Rapoport, B.L., Chasen, M.R., Gridelli, C., Urban, L., Modiano, M.R., Schnadig, I.D., . . . Navari, R.M. (2015). Safety and efficacy of rolapitant for prevention of chemotherapy-induced nausea and vomiting after administration of cisplatin-based highly emetogenic chemotherapy in patients with cancer: Two randomised, active-controlled, double-blind, phase 3 trials. Lancet Oncology, 16, 1079–1089.

DOI Link

doi: 10.1016/S1470-2045(15)00035-2

Study Purpose

To assess the safety and efficacy of 180 mg rolapitant for the prevention of chemotherapy-induced nausea and vomiting (CINV) in patients with cancer who receive moderately or highly emetogenic chemotherapy (HEC)

Intervention Characteristics/Basic Study Process

Patients who had a KPS of 60 or higher, were expected to live at least four months, and had adequate bone marrow and liver and kidney function were randomly assigned to receive 180 mg of rolapitant versus placebo, which looked exactly like the rolapitant.

Sample Characteristics

N = 1,087 (from two identically designed global studies)
MEAN AGE = 58.8 years
MALES: 63%, FEMALES: 37%
CURRENT TREATMENT: Chemotherapy
KEY DISEASE CHARACTERISTICS Most common primary tumor was lung (44%), followed by head and neck (18%)
OTHER KEY SAMPLE CHARACTERISTICS: Patients who had a KPS of 60 or higher, were expected to live at least four months, and had adequate bone marrow and liver and kidney function

Setting

SITE: Multi-site
SETTING TYPE: Multiple settings
LOCATION: International study

Phase of Care and Clinical Applications

PHASE OF CARE: Active antitumor treatment

Study Design

This article describes two randomized, double-blind, active-control studies.
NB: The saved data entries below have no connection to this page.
Issue #71, opened 2019-02-06
Handle binary header and trailer values


JunTaoLuo:
Currently Kestrel will reject headers it cannot parse as ASCII or UTF-8 with a 400 response. We also do not support sending binary trailers. We need to discuss how to support this feature and what changes are required in ASP.NET.

JunTaoLuo:
https://github.com/grpc/grpc-dotnet/pull/69#pullrequestreview-200446456 Actually just noticed that binary headers and trailers are always assumed to be base64 encoded as mentioned in https://github.com/grpc/grpc/blob/master/doc/PROTOCOL-HTTP2.md#requests. This makes it easier to handle.

jtattermusch:
Yes this, shouldn't be a problem. There's no such thing as "binary headers" in HTTP/2 AFAIK. gRPC only makes it appear so. One of the popular use cases is let one of the trailers carry a serialized protobuf with e.g. structured error details (example here: https://github.com/googleapis/googleapis/blob/master/google/rpc/status.proto#L80).

PR #79, opened 2019-02-08
Handle binary headers and multiple calls to WriteResponseHeadersAsync

JunTaoLuo:
Addresses https://github.com/grpc/grpc-dotnet/issues/71

### DIFF
--- a/src/Grpc.AspNetCore.Server/Internal/HttpContextServerCallContext.cs
+++ b/src/Grpc.AspNetCore.Server/Internal/HttpContextServerCallContext.cs
@@ -74,7 +74,18 @@ namespace Grpc.AspNetCore.Server.Internal
 
                     foreach (var header in HttpContext.Request.Headers)
                     {
-                        if (!header.Key.StartsWith(':'))
+                        // ASP.NET Core includes pseudo headers in the set of request headers
+                        // whereas, they are not in gRPC implementations. We will filter them
+                        // out when we construct the list of headers on the context.
+                        if (header.Key.StartsWith(':'))
+                        {
+                            continue;
+                        }
+                        else if (header.Key.EndsWith(Metadata.BinaryHeaderSuffix, StringComparison.OrdinalIgnoreCase))
+                        {
+                            _requestHeaders.Add(header.Key, Convert.FromBase64String(header.Value));
+                        }
+                        else
                         {
                             _requestHeaders.Add(header.Key, header.Value);
                         }
@@ -116,13 +127,22 @@ namespace Grpc.AspNetCore.Server.Internal
 
         protected override Task WriteResponseHeadersAsyncCore(Metadata responseHeaders)
         {
+            // Headers can only be written once. Throw on subsequent call to write response header instead of silent no-op.
+            if (HttpContext.Response.HasStarted)
+            {
+                throw new InvalidOperationException("Response headers can only be sent once per call.");
+            }
+
             if (responseHeaders != null)
             {
                 foreach (var entry in responseHeaders)
                 {
-                    if (!entry.IsBinary)
+                    if (entry.IsBinary)
                     {
-                        // TODO(juntaoluo): what about binary headers?
+                        HttpContext.Response.Headers[entry.Key] = Convert.ToBase64String(entry.ValueBytes);
+                    }
+                    else
+                    {
                         HttpContext.Response.Headers[entry.Key] = entry.Value;
                     }
                 }
--- a/test/FunctionalTests/UnaryMethodTests.cs
+++ b/test/FunctionalTests/UnaryMethodTests.cs
@@ -154,7 +154,7 @@ namespace Grpc.AspNetCore.FunctionalTests
             foreach (var b in ms.ToArray())
             {
                 await requestStream.AddDataAndWait(new[] { b }).DefaultTimeout();
-            }            
+            }
             await requestStream.AddDataAndWait(Array.Empty<byte>()).DefaultTimeout();
 
             var response = await responseTask.DefaultTimeout();
@@ -163,6 +163,32 @@ namespace Grpc.AspNetCore.FunctionalTests
 
             var responseMessage = MessageHelpers.AssertReadMessage<HelloReply>(await response.Content.ReadAsByteArrayAsync().DefaultTimeout());
             Assert.AreEqual("Hello World", responseMessage.Message);
+        }
+
+        [Test]
+        public async Task SendHeadersTwice_ThrowsException()
+        {
+            // Arrange
+            var requestMessage = new HelloRequest
+            {
+                Name = "World"
+            };
+
+            var ms = new MemoryStream();
+            MessageHelpers.WriteMessage(ms, requestMessage);
+
+            // Act
+            var response = await Fixture.Client.PostAsync(
+                "Greet.Greeter/SayHelloSendHeadersTwice",
+                new StreamContent(ms)).DefaultTimeout();
+
+            // Assert
+            Assert.AreEqual(HttpStatusCode.OK, response.StatusCode);
+            Assert.AreEqual("identity", response.Headers.GetValues("grpc-encoding").Single());
+            Assert.AreEqual("application/grpc", response.Content.Headers.ContentType.MediaType);
+
+            var responseMessage = MessageHelpers.AssertReadMessage<HelloReply>(await response.Content.ReadAsByteArrayAsync().DefaultTimeout());
+            Assert.AreEqual("Exception validated", responseMessage.Message);
         }
     }
 }
--- a/test/Grpc.AspNetCore.Server.Tests/HttpContextServerCallContextTests.cs
+++ b/test/Grpc.AspNetCore.Server.Tests/HttpContextServerCallContextTests.cs
@@ -16,7 +16,9 @@
 
 #endregion
 
+using System;
 using System.Net;
+using System.Threading.Tasks;
 using Grpc.AspNetCore.Server.Internal;
 using Grpc.Core;
 using Microsoft.AspNetCore.Http;
@@ -46,7 +48,7 @@ namespace Grpc.AspNetCore.Server.Tests
         }
 
         [Test]
-        public void WriteResponseHeadersAsyncCore_AddsMetadataToResponseHeaders()
+        public async Task WriteResponseHeadersAsyncCore_AddsMetadataToResponseHeaders()
         {
             // Arrange
             var httpContext = new DefaultHttpContext();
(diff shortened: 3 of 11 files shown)


src/Grpc.AspNetCore.Server/Internal/HttpContextServerCallContext.cs
```diff
@@ -74,7 +74,15 @@ protected override Metadata RequestHeadersCore
 
                     foreach (var header in HttpContext.Request.Headers)
                     {
-                        if (!header.Key.StartsWith(':'))
+                        if (header.Key.StartsWith(':'))
+                        {
+                            continue;
```
JamesNK: Comment why

src/Grpc.AspNetCore.Server/Internal/HttpContextServerCallContext.cs
```diff
@@ -74,7 +74,15 @@ protected override Metadata RequestHeadersCore
...
+                        }
+                        else if (header.Key.EndsWith(Metadata.BinaryHeaderSuffix))
```
JamesNK: Ordinal compare. Is it case sensitive? Add tests either way.

src/Grpc.AspNetCore.Server/Internal/HttpContextServerCallContext.cs
```diff
@@ -116,13 +124,22 @@ protected override ContextPropagationToken CreatePropagationTokenCore(ContextPro
 
         protected override Task WriteResponseHeadersAsyncCore(Metadata responseHeaders)
         {
+            // Headers can only be written once. Throw on subsequent call to write response header instead of silent no-op.
+            if (HttpContext.Response.HasStarted)
+            {
+                throw new InvalidOperationException("Response headers can only be sent once per call.");
```
JamesNK:
```suggestion
                throw new InvalidOperationException("Response headers have already been sent. Response headers can only be sent once per call.");
```

test/Grpc.AspNetCore.Server.Tests/HttpContextServerCallContextTests.cs
```diff
@@ -55,12 +57,29 @@ public void WriteResponseHeadersAsyncCore_AddsMetadataToResponseHeaders()
...
         }
 
+        [Test]
+        public async Task WriteResponseHeadersAsyncCore_Base64EncodesBinaryResponseHeaders()
+        {
+            // Arrange
+            var headerBytes = new byte[] { 0x01, 0x02, 0x03, 0x04 };
+            var httpContext = new DefaultHttpContext();
+            var metadata = new Metadata();
+            metadata.Add("foo-bin", headerBytes);
```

Measurement Instruments/Methods

The primary end point was the proportion of patients achieving a complete response (no emesis or use of rescue drugs). Secondary end points included the proportion of patients achieving complete response in the acute and overall phases (0–120 hours). Efficacy also included the delayed phase. The primary assessment was self-report in daily diaries. In addition, the Functional Living Index-Emesis (FLI-E) questionnaire was used to measure the effect of CINV on daily life. The FLI-E questionnaire was completed on day 6. Safety variables included adverse events, physical and neurological examinations, vital signs, and clinical laboratory values.

Results

In both studies (and in the pooled results), treatment with rolapitant resulted in a significantly increased number of patients experiencing a complete response in the delayed phase. The pooled studies found significant difference in the acute phase (first 24 hours). In the overall phase, complete response was significantly more frequent in the first study and in the results of the pooled studies. No significant differences were observed between study groups with respect to daily living as measured by the FLI-E questionnaire.

Conclusions

Oral rolapitant taken once daily before chemotherapy in combination with a 5-HT₃ receptor antagonist and dexamethasone is superior to 5-HT₃ receptor antagonist and corticosteroid alone.

Limitations

The study participants were enrolled prior to recommendations for the addition of an NK₁ receptor antagonist to standard care and the use of dexamethasone to HEC.

Nursing Implications

As now accepted, the addition of an NK₁ receptor antagonist reduces CINV experienced by patients receiving HEC. Patient education regarding adherence to medications and correct timing can help them prevent what is often the most worrisome side effect.